Anna Feruglio Dal Dan
Guest
Anna Feruglio Dal Dan
16 years ago

I’m with Bear on this: despite all the obvious benefits of running, I wouldn’t do it if it weren’t fun for me, because, well, because I am a lazy bastard fundamentally.
Of course I run a little bit and in London where the climate is never inimical to human life whatever the time of year, and whatever the bloody Londoners find to whinge about. (They should try a winter in Padua I say).
On the other hand, I am now in the situation where I have to sleep twelve hours a day and still feel cotton in my head or take a nice little pill and start to skip around wholly awake, so I can only say, bring on the pharmaceutics, please.

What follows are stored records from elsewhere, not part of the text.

PR #12782, opened 2025-02-13
cloudflare_logpush: expand set of supported fields and add data streams

efd6:
## Proposed commit message

See title.

> [!WARNING]
> No test cases are available for the new fields and tests for the new data streams are constructed from documentation without any ground truth.

## Checklist

- [ ] I have reviewed [tips for building integrations](https://github.com/elastic/integrations/blob/main/docs/tips_for_building_integrations.md) and this pull request is aligned with them.
- [ ] I have verified that all data streams collect metrics or logs.
- [ ] I have added an entry to my package's `changelog.yml` file.
- [ ] I have verified that Kibana version constraints are current according to [guidelines](https://github.com/elastic/elastic-package/blob/master/docs/howto/stack_version_support.md#when-to-update-the-condition).
- [ ] I have verified that any added dashboard complies with Kibana's [Dashboard good practices](https://docs.elastic.dev/ux-guidelines/data-viz/dashboard-good-practices) 

## Author's Checklist

- [ ] 

## Related issues

- Closes #9809
- For #13002

PR #13581, opened 2025-04-17
[Cloudflare Logpush] Fix data type for `http_request.bot.detection_tags` field

### LINKED ISSUE #13477: [Cloudflare Logpush]: Wrong mapping on field cloudflare_logpush.http_request.bot.detection_tags
### Integration Name

Cloudflare Logpush [cloudflare_logpush]

### Dataset Name

cloudflare_logpush.http_request

### Integration Version

1.37.2

### Agent Version

8.17.3

### Agent Output Type

elasticsearch

### Elasticsearch Version

8.17.3

Elastic Cloud

### Software/API Version

_No response_

### Error Message

The field `cloudflare_logpush.http_request.bot.detection_tags` is a array of strings, but it was wrongly mapped as a `long`.

With the wrong mapping the field is ignored and we cannot query on it.

### Event Original

_No response_

### What did you do?

The error is in the mapping of the integration.

### What did you see?

The field is ignored, so we cannot use it.

The field should be mapped as `keyword` so we are able to use it in visualizations, dashboards and queries.

### Anything else?

_No response_

moxarth-rathod:
## Proposed commit message

```
cloudflare_logpush: fix data type for `http_request.bot.detection_tags` field

Previously the `http_request.bot.detection_tags` field was mapped wrongly, so this is fixed 
by updating the data type from `long` to `keyword`.
```

## Checklist

- Clone integrations repo.
> elastic-package test

## Related issues

- Closes #13477


leandrojmp:
Shouldn't the version be increased to `1.38.0` instead of `2.0.0` ?

moxarth-rathod:
> Shouldn't the version be increased to `1.38.0` instead of `2.0.0` ?

Since this is a breaking change to the current integration, we've increased a major version.

leandrojmp:
@moxarth-rathod 

I see, but this is a requirement? Because this could make the integration version increase too fast, I've just reported another mapping error that would lead to another breaking change, so in a couple of weeks this integration version could jump from `1.37.2` into `3.0.0`, this may give the false impression that a lot is being changed, but it is just fixing mappings.

There are cases where the PR was `breaking-change`, but only the minor version was upgraded, not the major.

moxarth-rathod:
> @moxarth-rathod
> 
> I see, but this is a requirement? Because this could make the integration version increase too fast, I've just reported another mapping error that would lead to another breaking change, so in a couple of weeks this integration version could jump from `1.37.2` into `3.0.0`, this may give the false impression that a lot is being changed, but it is just fixing mappings.
> 
> There are cases where the PR was `breaking-change`, but only the minor version was upgraded, not the major.

Got it! I've modified the version to `1.38.0`.
cc: @kcreddy @ShourieG

ShourieG:
> was mapped wrongly,

@moxarth-rathod, I don't think this should be categorized as a breaking change. This is a mapping issue and is technically a bug-fix. Breaking change is something where the schema or rules of mapping change drastically and might even break current indexing rules.

packages/cloudflare_logpush/changelog.yml
```diff
@@ -1,4 +1,9 @@
 # newer versions go on top
+- version: "1.38.0"
+  changes:
+    - description: Breaking change to fix field type of http_request.bot.detection_tags field.
+      type: breaking-change
```
ShourieG, line 5: This should be a bugfix and not a breaking-change. Comments below.

kcreddy:
> * [Cloudflare Logpush]: Wrong mapping on field cloudflare_logpush.http_request.bot.detection_tags #13477

Agree with @ShourieG here. In this case the field is never indexed and is being ignored. So it wouldn't result in any mapping conflicts (long vs keyword).

kcreddy (approved):

leandrojmp:
@ShourieG @kcreddy 

This change will lead to a mapping conflict in Kibana, the user may not be able to use the field until all older indices with the wrong mapping are removed from the cluster,shouldn't this be considered a breaking change?

In this specific case it may not have much impact because this field was added recently, but with the wrong mapping.

ShourieG:
> @ShourieG @kcreddy
> 
> This change will lead to a mapping conflict in Kibana, the user may not be able to use the field until all older indices with the wrong mapping are removed from the cluster,shouldn't this be considered a breaking change?
> 
> In this specific case it may not have much impact because this field was added recently, but with the wrong mapping.
> 
> > In this case the field is never indexed and is being ignored. So it wouldn't result in any mapping conflicts (long vs keyword).
> 
> Changing the mapping from `long` into `keyword` will make the values to not be ignored anymore and be indexed, but it will still lead to conflicts in Kibana as the field will have different mappings accross different backing indices, this in practice render the field useless until the older indices are removed or a runtime field mapping is created for the older indices, which can be expensive in terms of performance.

Hi @leandrojmp, could you elaborate a bit more on this mapping conflict and performance impact. I was assuming that it would not be a major issue as this field is not used inside any dashboard/visualizations and it was not even indexed previously. With an index rollover and sufficient time passage won't this issue self-correct ?

kcreddy:
@moxarth-rathod, it will be nice to test this scenario (if mapped but unindexed field can cause conflicts).

@leandrojmp, atm we are working on communicating breaking changes to the users better: https://github.com/elastic/package-spec/issues/817 through UI changes. 
Until then we have been handling it by incrementing major version as something that might be potentially breaking due to a major release.

leandrojmp:
> Hi @leandrojmp, could you elaborate a bit more on this mapping conflict and performance impact. I was assuming that it would not be a major issue as this field is not used inside any dashboard/visualizations and it was not even indexed previously. With an index rollover and sufficient time passage won't this issue self-correct ?

@ShourieG sure!

The fact that the field was not indexed does not matter for the conflict, the field is explictly mapped, so when the backing index for the data stream is create it will have the wrong mapping.

When we send a document with strings for a field that has a `long` type, it will be ignored, but only because `index.mapping.ignore_malformed` was set to `true` as default on integrations data streams not long ago, if this was still set to false, the events would be dropped.

If the mapping is corrected to `keyword` and we rollover the data stream, this will fix the mapping for new backing indices and on these backing indices the field will be indexed, but this will lead to a conflict in Kibana.

When a data view or index pattern matches multiple indices and a field has conflicting mappings on those indices, the field cannot be used in Kibana, you cannot filter on it, you cannot search on it and you cannot use it in visualizations.

There are 2 main ways to solve this:
- Remove the indices with the wrong mapping from the cluster.
- Fix the mapping with the a runtime field on the old indices.

The performance impact could happen if you use runtime fields with by definition have a performance impact, it is one of their compromises, specially in large datasets, which is normally the case for Cloudflare logs.

So in resume, changing the mapping and rolling over the index fixes the mapping issues in Elasticsearch and new index will be able to index this field, but it will result in conflicts in Kibana, which makes the field unusable until the conflicts are solved.


> it will be nice to test this scenario (if mapped but unindexed field can cause conflicts).

@kcreddy 

What cause the conflict in Kibana is the mapping, it doesn't matter if there is data on the index or not, if you create two empty indices where a field has different mapping and use those indices on the same index pattern, Kibana will complain about a mapping conflict even without any data on the indices.

You can confirm this pretty easly with the following steps:

First create 2 indices where a field has a different mapping:

```
PUT test_index_1
{
  "settings": {
    "number_of_shards": 1
  },
  "mappings": {
    "properties": {
      "test_field": { "type": "long" }
    }
  }
}
PUT test_index_2
{
  "settings": {
    "number_of_shards": 1
  },
  "mappings": {
    "properties": {
      "test_field": { "type": "keyword" }
    }
  }
}
```

Then on Kibana create a dataview for the index pattern `test_index_*`, you will see that even without data Kibana will complain about the conflict.

Screenshot from 2025-04-23 10-51-23

ShourieG:
@andrewkroh, would like your input here. As far as I'm personally feeling that the particular field in question is not used in any dashboard/visualization and with an index rollover and passage of time, the conflicts should auto-correct but I also understand the concern here. What would be the best way to move forward ? One non intrusive option is to introduce a new field with the correct data type while keeping the existing field as is, but it feels like a hack/workaround.

efd6:
@leandrojmp Thanks for providing this information. I can see that the introduction of the incorrect field definition falls on my shoulders in #12782; I even documented the type correctly in the owning issue. Unfortunately, this addition was in the set of changes where I was unable to obtain any test samples. Would you be in a position to be able to donate test samples to improve the test coverage for the package?

ShourieG (approved):
@moxarth-rathod, approving this since as discussed with @leandrojmp the real world impact will be minimal and the issue will eventually self correct with time. But I'd wait for @andrewkroh or @efd6 to give their sign off on this issue before merging.

efd6:
I'm happy with this, but I think Andrew should have the final say.

leandrojmp:
@efd6 you mean, some sample events from real usage? Sure!

I can get some, redact sensitive information and share here.

efd6:
@leandrojmp That would be wonderful. Note the concern that I expressed in the PR that introduced this.

moxarth-rathod:
> I can get some, redact sensitive information and share here.

@leandrojmp did you get a chance to collect some sample events?

packages/cloudflare_logpush/changelog.yml
```diff
@@ -1,4 +1,9 @@
 # newer versions go on top
+- version: "1.37.3"
+  changes:
+    - description: Fix field type of `http_request.bot.detection_tags` field.
```
andrewkroh, line 4: Personally I would like more details in this message. e.g. What type was it? What type is is now? What problem does it fix? 

Something like this gives a more complete view of the problem being fixed by the update.

> Fix the field type of `http_request.bot.detection_tags` from `long` to `keyword`, aligning it with the log source type of string array. This resolves an issue where the field was being ignored due to the "ignored_malformed" index setting, making it unusable in searches.

andrewkroh (approved):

P.S. Just found your blog because a friend pointed me at the Vampire presentation after reading Blindsight and wanted more of the same. I work producing powerpoint presentation for Evil Capitalist Bastards day in day out, and I cannot express adequately how much fun it was for me. I tried pointing it out to a friend who’s in a depressive phase to cheer her up, but I think I backed out of it early on. Not everybody has the same sense of humor.

Madeline Ashby
Guest
Madeline Ashby
16 years ago

We were talking about this yesterday, and I think my critique could be summed up thusly:

Changes to body chemistry that rely on drugs or persistent, habitual alterations to blood sugar or metabolism cannot accurately be termed “hacks,” because hacks are changes which require repair. The Atkins diet, for example, is not a permanent alteration to pancreatic function — any Atkins survivor will tell you that the pancreas will still release more insulin when there is more sugar in the bloodstream, and those sugars will still be stored as fat unless used. Similarly, taking Paxil or Zoloft or any of the others is not a “mindhack,” because one does not stop taking those drugs — at least not very quickly. In fact, suddenly ceasing treatment is emphatically contraindicated because it will create, in some cases, an even wilder imbalance of seratonin. Slow re-wiring might be possible (some people do quit their pills, eventually) and perhaps that might be termed a “hack,” because it is a measurable change which can be repaired (or shattered anew, depending on one’s perspective). However, simply because one has learned to live more happily within the architecture of their own consciousness or body doesn’t mean that the architecture has been altered — one has merely adapted, or found a method to supplement that adaptation, a prosthesis.

Peter Watts
Guest
Peter Watts
16 years ago

Not that anyone’s still following this thread but I think that’s a really important distinction, one that distinguishes nicely between reality and geeky faux-hip marketing slogans.